Les personnes riaient très surprises
d’entendre cette petite puce s’adressant à elles. Elle n’y donnait pas
d’importance, elle baissait la tête et tirait pour marcher jusqu’à deviner la
présence d’un autre bar. Quand elle passait toute droite sans en apercevoir un,
après quelques mètres, elle s’arrêtait, regardait derrière elle et courrait en
arrière en direction du bar … et recommençait tout de nouveau :
-
Celui-ci, celui-ci, celui-ci.
Bien, mais ce goût pour les friandises, qui
la faisait s’épuiser devant les vitrines tentatrices, l’a poursuivi le reste de sa vie et lui a apporté beaucoup
d’histoires. Vous souvenez-vous du blanc-manger qui la fit tomber malade de
désir ? Donc maintenant nous allons connaître le cas du pudim³ au lait
concentré.
Ce fut un samedi, en matinée, que Dona Silvia
se leva animée et prépara un beau et doré pudim au jus caramélisé. Ce
mets serait servi aux visiteurs annoncés pour l’après-midi du même jour.
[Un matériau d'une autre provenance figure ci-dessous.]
PR #353, opened 2015-07-22
Changed Profiler.enable(bool) to Profiler.enable/disable

SmilyOrg:
+ quick memory lmNew File fix

### DIFF
--- a/loom/script/native/core/system/Platform/lmFile.cpp
+++ b/loom/script/native/core/system/Platform/lmFile.cpp
@@ -148,7 +148,7 @@ public:
             return 1;
         }
 
-        utByteArray *ba = new utByteArray();
+        utByteArray *ba = lmNew(NULL) utByteArray();
 
         ba->allocateAndCopy(ptr, size);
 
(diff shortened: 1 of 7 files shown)


loom/script/native/core/system/Platform/lmFile.cpp
```diff
@@ -148,7 +148,7 @@ class File
             return 1;
         }
 
-        utByteArray *ba = new utByteArray();
+        utByteArray *ba = lmNew(NULL) utByteArray();
```
bengarney: Is the free also lmFree'd?

bengarney:
One question.

loom/script/native/core/system/Platform/lmFile.cpp
SmilyOrg: I assume since it's passed to script at the end `lualoom_pushnative<utByteArray>(L, ba);` the GC ends up lmDeleting it?

bengarney:
Great, will land when green.

PR #355, opened 2015-07-27
Added Curl PUT support for uploading through HTTP

SmilyOrg:
Tested with http://httpbin.org/put (http://httpbin.org/)


Newtsuck:
Looks good to me!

La petite fille accompagna toutes les étapes
de la préparation avec l’eau à la bouche, et en tournoyant autour de sa mère
pour ne perdre aucun détail.
-
Enlève-toi de là, fillette, que je vais finir par te
marcher dessus.
Et elle fut encore à côté de sa mère quand
elle vit le pudim aller sur l’inaccessible étagère en haut du garde
manger.
Plus
tard, les visiteurs étaient dans la salle. La conversation va, la conversation
vient, et la petite fille anxieuse de l’heure du pudim. Jusqu’à ce que Dona
Silvia s’excusa et, toujours collée à sa mère, elle vit le pudim majestueux
descendre du haut de l’armoire et aller, avec les petites assiettes et les
petites cuillères, sur la table de la salle. Elle accompagna le gâteau dans sa
division et sa répartition. A chaque morceau servi, la petite fille se tordait
d’affliction, penchée sur la table.
-
Maintenant c’est le mien, mère ?
-
Il ne va rien rester pour moi, mère !
-
Mère, madame va tout leur donner ? Et moi ?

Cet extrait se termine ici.